What this task involves:
Go through the records and tally the lines that include the word "semantically". The answer is that total alone.

** Opening Data provided block **

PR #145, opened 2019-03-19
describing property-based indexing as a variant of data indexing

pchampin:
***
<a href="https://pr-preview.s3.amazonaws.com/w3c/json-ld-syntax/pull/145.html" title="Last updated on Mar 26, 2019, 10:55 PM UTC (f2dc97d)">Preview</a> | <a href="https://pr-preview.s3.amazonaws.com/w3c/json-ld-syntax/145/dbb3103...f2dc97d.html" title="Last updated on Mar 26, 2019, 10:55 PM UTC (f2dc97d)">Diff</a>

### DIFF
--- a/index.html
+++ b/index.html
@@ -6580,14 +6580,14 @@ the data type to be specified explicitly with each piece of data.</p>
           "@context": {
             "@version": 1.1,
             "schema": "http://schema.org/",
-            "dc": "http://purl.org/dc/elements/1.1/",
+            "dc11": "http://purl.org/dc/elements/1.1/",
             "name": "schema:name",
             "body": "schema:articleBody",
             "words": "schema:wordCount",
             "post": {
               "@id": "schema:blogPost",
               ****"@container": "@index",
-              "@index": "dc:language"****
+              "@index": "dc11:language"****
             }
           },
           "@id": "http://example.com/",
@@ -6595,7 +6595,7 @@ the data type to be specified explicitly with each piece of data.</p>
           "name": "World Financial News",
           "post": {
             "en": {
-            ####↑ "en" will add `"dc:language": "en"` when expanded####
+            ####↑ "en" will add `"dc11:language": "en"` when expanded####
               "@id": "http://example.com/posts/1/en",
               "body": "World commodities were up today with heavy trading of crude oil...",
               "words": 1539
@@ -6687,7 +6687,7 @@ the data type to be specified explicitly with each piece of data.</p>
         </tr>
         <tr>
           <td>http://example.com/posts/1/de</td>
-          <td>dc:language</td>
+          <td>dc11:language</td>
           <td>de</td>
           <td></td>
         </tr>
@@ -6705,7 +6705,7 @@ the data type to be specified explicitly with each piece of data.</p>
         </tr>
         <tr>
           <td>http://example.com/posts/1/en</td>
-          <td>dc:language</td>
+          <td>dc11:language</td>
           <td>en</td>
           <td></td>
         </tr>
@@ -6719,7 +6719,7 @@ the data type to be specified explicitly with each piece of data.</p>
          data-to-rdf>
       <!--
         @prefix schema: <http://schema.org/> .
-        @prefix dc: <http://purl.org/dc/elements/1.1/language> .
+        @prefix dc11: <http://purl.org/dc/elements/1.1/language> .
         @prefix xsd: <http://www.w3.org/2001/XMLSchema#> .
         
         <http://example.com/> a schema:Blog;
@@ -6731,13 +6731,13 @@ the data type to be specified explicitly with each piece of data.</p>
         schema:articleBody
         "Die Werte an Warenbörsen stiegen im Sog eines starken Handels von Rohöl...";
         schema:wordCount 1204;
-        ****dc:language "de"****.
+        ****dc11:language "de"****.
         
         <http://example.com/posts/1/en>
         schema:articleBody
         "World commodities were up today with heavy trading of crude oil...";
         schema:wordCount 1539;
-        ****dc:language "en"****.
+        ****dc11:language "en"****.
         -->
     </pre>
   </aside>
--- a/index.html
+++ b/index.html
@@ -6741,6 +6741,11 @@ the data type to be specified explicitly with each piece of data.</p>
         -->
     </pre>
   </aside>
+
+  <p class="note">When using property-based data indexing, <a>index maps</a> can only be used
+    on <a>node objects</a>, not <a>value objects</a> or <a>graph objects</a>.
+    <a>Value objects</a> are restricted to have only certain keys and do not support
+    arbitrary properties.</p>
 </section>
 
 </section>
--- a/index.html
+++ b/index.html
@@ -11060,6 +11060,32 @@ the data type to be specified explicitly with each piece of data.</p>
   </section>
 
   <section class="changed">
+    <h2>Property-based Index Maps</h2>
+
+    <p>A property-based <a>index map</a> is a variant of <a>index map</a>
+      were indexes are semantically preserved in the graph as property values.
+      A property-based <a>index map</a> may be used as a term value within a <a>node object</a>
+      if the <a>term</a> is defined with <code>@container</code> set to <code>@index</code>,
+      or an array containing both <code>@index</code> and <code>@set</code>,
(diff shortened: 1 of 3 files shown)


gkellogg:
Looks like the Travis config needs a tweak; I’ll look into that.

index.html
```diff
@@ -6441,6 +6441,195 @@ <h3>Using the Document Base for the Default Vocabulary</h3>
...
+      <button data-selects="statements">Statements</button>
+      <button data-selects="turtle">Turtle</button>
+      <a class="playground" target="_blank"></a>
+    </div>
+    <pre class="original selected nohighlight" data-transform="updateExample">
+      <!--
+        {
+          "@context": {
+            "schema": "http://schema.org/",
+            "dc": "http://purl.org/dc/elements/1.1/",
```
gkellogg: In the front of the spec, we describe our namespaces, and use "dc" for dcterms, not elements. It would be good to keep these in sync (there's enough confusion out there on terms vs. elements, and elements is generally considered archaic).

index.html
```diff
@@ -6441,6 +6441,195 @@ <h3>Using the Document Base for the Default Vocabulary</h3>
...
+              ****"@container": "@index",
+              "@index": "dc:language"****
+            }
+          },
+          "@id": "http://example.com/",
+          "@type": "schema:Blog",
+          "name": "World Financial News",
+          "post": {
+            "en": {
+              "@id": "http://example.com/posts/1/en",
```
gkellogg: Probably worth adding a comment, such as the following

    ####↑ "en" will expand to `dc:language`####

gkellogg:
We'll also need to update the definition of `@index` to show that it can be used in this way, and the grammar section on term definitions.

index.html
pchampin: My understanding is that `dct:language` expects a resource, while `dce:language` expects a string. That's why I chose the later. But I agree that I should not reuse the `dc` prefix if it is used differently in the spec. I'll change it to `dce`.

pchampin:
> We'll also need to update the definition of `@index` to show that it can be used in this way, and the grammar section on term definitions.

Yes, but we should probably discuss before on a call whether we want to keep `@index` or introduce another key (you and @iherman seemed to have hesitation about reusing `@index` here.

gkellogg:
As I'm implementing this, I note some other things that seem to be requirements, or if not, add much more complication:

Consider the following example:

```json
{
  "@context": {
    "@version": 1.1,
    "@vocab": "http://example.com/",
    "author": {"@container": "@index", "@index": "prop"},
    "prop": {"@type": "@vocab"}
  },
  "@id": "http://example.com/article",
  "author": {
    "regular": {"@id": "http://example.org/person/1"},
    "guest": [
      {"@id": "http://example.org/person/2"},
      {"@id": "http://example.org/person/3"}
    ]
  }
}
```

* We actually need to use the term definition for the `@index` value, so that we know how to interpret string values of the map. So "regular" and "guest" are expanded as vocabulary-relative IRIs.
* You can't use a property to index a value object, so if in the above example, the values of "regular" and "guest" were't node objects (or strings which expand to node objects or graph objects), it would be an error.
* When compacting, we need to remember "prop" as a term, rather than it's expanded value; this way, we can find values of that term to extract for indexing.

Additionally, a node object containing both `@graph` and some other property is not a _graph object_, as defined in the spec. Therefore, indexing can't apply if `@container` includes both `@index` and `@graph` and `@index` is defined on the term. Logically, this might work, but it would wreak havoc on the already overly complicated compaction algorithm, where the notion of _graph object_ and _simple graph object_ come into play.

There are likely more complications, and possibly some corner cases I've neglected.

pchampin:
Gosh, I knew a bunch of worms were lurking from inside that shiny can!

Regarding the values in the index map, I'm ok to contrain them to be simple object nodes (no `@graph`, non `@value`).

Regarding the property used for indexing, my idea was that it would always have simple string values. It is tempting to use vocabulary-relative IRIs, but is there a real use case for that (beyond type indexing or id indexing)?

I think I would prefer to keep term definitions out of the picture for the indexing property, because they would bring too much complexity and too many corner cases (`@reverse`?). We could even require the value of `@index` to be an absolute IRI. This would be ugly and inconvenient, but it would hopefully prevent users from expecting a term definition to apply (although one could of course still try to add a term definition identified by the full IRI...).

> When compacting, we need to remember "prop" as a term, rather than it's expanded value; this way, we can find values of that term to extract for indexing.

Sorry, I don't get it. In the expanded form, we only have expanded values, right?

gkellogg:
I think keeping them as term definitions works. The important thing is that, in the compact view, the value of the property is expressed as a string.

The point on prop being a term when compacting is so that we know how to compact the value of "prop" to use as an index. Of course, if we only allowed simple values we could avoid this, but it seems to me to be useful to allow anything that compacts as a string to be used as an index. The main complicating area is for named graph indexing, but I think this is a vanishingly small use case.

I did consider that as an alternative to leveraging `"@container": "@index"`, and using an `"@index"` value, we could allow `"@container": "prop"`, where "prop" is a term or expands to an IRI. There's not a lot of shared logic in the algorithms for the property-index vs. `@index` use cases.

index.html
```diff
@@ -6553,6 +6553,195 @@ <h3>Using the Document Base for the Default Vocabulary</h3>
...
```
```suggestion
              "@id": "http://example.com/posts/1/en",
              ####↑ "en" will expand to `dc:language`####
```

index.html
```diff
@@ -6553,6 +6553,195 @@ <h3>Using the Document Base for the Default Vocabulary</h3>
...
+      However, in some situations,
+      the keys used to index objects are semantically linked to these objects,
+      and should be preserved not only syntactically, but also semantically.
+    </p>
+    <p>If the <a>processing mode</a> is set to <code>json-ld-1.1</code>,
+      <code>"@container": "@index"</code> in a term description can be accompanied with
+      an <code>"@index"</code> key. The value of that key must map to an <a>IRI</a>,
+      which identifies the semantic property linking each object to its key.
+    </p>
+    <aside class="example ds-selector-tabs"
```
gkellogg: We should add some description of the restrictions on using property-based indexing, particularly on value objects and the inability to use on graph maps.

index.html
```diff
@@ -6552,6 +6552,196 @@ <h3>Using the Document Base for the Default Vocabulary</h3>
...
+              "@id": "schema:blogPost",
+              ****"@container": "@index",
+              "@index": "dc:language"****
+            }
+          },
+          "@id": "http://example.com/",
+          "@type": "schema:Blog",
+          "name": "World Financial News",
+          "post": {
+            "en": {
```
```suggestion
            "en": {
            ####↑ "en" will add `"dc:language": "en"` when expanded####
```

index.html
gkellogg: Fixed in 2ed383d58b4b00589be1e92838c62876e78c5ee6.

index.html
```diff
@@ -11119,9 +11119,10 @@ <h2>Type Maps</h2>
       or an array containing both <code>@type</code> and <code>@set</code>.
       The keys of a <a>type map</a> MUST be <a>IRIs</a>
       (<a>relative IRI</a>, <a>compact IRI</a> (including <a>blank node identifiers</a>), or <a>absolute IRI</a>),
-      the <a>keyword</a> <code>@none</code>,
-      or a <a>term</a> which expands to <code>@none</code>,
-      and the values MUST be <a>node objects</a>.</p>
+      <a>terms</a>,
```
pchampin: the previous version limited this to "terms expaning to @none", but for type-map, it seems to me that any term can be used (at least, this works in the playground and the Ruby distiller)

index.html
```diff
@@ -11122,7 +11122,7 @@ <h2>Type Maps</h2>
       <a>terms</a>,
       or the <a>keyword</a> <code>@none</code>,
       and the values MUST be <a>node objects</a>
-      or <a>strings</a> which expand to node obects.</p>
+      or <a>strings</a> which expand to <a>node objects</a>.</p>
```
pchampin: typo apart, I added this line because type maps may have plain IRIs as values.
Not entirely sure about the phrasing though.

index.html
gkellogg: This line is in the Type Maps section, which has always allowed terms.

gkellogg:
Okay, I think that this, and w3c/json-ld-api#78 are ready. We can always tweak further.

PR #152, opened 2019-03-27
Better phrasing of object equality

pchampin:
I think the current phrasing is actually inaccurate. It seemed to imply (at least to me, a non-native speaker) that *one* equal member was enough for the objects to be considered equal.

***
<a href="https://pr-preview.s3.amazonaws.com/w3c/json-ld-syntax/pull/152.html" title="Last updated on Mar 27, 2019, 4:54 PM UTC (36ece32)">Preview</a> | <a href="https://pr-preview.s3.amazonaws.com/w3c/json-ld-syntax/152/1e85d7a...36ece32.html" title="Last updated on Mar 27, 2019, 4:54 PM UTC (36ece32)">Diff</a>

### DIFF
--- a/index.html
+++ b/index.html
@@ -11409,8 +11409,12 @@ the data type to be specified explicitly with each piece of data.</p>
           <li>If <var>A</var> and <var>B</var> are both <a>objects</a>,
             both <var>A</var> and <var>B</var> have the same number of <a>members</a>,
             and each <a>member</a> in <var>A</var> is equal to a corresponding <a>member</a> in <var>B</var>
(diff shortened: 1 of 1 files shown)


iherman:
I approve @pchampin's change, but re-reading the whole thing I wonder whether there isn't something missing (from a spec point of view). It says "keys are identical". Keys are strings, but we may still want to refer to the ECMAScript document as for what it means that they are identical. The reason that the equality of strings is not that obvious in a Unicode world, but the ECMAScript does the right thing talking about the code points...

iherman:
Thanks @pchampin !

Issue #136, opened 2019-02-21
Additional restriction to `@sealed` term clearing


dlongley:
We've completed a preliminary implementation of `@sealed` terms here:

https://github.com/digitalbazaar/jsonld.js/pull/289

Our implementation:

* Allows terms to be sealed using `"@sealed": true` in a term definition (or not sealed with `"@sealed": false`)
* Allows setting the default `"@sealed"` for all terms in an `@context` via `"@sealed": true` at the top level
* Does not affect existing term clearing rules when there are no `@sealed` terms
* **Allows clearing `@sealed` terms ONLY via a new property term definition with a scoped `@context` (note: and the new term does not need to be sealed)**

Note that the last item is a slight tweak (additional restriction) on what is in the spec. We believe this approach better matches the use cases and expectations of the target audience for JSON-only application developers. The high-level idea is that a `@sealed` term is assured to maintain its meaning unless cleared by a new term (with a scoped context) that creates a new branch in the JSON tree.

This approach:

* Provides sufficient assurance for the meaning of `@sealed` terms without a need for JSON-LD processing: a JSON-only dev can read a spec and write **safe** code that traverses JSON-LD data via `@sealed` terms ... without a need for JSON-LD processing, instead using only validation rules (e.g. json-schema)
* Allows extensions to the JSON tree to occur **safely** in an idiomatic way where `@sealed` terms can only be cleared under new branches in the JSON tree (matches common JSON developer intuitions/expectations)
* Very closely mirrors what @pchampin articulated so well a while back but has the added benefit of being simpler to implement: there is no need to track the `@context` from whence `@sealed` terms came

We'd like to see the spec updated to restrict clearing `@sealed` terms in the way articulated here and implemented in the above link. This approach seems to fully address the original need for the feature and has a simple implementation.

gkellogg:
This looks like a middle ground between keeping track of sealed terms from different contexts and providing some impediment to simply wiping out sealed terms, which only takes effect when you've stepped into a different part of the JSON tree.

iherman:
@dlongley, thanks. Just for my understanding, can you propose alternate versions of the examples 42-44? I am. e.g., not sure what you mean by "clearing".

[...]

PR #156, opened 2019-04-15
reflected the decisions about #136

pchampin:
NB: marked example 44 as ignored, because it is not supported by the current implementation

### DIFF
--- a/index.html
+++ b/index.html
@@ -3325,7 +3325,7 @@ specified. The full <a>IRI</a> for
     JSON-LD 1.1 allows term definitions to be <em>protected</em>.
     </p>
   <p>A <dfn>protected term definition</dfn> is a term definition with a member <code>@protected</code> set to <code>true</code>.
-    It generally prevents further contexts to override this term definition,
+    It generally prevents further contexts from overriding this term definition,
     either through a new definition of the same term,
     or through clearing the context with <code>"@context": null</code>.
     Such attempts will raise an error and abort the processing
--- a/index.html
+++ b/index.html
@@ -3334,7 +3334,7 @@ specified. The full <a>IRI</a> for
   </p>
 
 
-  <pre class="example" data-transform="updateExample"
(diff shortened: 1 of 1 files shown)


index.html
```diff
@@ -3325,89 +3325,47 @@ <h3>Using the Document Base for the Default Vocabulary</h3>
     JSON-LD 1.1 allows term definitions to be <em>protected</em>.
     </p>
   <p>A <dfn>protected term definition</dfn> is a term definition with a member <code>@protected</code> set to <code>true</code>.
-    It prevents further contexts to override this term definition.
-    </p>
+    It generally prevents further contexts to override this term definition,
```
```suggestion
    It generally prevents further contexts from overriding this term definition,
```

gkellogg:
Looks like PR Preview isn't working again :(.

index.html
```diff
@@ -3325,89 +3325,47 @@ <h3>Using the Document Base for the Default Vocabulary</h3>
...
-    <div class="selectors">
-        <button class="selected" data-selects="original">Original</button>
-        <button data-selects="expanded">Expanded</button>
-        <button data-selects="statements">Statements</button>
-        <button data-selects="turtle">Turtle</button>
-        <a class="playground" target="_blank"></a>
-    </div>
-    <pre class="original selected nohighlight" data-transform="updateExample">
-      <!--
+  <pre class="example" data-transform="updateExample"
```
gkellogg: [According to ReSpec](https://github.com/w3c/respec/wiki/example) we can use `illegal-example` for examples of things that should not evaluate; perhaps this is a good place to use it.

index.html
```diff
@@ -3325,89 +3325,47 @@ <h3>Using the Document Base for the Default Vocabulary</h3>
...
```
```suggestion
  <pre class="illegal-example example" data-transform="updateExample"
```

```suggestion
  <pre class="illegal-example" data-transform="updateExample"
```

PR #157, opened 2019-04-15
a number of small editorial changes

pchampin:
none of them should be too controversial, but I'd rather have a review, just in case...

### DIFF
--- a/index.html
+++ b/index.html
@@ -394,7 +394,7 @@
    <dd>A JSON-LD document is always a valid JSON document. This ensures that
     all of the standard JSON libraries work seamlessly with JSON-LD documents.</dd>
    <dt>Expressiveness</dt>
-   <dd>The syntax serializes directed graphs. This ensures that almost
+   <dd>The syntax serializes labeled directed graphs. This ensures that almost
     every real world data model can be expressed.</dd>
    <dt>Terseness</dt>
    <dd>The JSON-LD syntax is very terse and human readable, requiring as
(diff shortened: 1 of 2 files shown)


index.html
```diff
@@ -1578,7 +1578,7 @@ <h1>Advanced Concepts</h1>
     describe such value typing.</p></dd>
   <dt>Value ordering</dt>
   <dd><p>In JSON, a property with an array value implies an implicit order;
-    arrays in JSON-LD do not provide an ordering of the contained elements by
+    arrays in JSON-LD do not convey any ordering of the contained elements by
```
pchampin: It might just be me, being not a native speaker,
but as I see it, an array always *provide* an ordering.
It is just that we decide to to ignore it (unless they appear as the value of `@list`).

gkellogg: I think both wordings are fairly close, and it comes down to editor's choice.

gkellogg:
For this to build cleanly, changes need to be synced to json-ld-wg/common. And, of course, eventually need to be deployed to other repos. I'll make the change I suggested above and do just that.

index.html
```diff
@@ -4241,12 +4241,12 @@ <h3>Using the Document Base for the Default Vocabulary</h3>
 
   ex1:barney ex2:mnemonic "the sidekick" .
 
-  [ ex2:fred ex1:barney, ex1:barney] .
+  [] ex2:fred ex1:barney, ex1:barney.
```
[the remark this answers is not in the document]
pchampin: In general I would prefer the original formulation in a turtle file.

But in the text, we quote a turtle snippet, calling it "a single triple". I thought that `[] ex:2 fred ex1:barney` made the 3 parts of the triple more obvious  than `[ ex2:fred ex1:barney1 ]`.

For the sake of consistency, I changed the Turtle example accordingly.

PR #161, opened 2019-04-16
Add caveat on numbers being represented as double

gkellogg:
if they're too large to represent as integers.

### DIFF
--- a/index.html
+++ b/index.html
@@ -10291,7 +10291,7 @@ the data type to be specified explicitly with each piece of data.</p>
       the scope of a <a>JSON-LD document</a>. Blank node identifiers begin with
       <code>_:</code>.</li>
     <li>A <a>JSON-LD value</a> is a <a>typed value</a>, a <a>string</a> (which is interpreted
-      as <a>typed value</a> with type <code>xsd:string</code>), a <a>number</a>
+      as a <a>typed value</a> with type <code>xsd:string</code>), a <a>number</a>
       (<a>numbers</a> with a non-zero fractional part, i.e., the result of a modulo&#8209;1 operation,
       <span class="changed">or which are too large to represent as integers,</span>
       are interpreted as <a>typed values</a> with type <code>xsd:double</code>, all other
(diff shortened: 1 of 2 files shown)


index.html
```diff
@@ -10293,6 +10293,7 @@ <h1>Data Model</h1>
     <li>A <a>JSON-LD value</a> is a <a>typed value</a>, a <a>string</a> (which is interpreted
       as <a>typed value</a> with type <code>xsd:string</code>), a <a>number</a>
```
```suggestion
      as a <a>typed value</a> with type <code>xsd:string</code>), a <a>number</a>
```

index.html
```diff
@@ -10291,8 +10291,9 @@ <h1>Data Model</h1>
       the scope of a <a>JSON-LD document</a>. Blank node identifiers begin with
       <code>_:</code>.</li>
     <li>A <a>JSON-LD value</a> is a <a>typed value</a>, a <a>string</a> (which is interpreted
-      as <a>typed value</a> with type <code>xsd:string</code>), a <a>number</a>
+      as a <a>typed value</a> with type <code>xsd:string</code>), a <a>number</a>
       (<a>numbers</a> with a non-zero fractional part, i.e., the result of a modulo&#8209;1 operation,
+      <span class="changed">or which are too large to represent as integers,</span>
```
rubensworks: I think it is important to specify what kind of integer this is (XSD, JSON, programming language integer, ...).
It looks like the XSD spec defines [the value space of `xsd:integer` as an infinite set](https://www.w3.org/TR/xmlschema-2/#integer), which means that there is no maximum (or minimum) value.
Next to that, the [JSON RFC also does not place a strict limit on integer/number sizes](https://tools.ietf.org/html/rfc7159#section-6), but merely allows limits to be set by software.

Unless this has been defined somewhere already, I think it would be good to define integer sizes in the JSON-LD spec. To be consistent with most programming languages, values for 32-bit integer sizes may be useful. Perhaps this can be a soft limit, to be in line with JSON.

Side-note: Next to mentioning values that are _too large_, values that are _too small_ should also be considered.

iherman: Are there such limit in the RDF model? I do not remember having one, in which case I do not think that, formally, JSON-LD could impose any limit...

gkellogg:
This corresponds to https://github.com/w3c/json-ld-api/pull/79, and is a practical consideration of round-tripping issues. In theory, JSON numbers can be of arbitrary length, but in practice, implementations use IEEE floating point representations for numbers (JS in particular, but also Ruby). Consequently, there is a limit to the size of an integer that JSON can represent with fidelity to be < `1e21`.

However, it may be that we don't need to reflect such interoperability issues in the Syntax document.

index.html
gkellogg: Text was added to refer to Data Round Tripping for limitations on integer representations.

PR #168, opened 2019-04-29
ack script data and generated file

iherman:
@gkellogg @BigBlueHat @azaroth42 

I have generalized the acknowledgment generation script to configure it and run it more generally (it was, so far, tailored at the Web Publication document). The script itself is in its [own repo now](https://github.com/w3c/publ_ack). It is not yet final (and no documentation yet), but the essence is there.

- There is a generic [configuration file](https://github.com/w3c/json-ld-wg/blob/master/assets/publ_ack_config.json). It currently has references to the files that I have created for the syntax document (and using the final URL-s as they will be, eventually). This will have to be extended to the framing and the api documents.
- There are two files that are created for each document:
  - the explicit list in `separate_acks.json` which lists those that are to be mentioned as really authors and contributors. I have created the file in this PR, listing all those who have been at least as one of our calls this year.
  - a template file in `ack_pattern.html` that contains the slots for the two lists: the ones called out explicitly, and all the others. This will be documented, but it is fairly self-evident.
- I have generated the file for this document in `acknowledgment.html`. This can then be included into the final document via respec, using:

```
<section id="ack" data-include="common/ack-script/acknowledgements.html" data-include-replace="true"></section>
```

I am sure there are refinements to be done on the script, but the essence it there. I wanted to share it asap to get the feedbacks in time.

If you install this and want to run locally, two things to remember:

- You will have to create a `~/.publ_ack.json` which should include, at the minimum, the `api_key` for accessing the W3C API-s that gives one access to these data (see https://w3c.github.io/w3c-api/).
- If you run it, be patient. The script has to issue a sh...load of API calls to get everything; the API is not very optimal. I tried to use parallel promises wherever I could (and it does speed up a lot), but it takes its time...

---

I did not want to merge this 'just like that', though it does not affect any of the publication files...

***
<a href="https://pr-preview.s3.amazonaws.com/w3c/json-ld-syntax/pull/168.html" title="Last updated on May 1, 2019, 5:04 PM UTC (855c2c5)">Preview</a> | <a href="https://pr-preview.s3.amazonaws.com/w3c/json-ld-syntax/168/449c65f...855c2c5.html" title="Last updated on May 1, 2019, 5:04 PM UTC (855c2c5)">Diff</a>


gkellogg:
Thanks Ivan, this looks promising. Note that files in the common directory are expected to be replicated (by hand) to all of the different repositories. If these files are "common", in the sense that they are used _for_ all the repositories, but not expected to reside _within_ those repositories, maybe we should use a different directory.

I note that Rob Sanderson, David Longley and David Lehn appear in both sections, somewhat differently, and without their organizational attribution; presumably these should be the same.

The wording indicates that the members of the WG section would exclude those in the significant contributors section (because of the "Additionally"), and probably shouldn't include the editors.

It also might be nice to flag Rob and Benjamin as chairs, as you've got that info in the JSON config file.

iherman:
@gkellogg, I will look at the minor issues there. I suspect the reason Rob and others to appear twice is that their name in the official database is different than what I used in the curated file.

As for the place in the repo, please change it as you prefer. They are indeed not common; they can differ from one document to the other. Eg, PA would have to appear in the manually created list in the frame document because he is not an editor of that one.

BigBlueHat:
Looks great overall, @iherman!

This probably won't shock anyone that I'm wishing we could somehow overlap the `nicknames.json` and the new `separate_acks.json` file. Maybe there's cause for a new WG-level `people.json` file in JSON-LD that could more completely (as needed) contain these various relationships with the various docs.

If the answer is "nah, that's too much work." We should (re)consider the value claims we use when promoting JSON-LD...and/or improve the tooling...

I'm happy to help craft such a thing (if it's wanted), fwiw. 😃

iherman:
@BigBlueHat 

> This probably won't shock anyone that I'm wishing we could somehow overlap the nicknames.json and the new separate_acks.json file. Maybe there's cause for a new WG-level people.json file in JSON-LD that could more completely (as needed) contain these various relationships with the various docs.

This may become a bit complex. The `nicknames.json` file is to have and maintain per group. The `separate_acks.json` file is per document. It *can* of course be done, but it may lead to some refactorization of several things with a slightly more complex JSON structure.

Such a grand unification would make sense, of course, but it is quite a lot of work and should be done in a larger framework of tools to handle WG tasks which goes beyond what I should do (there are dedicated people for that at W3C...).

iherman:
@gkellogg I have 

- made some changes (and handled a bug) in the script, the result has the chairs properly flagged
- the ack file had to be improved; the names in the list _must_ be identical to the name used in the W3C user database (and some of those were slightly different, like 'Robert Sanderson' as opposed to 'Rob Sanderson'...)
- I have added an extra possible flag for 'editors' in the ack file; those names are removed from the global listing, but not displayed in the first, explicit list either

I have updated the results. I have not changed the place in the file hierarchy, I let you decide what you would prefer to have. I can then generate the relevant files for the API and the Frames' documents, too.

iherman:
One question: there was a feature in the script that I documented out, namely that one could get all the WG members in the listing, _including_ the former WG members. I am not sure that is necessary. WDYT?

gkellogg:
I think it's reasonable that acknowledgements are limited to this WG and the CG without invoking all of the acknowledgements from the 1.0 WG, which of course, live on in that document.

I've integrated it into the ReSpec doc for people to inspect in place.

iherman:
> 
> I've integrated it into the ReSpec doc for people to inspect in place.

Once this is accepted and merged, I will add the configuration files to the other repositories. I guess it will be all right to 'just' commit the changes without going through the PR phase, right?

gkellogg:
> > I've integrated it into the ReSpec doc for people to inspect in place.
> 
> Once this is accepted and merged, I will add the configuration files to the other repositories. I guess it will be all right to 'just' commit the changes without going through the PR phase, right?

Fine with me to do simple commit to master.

** Closing Data provided block **

Task answer:
3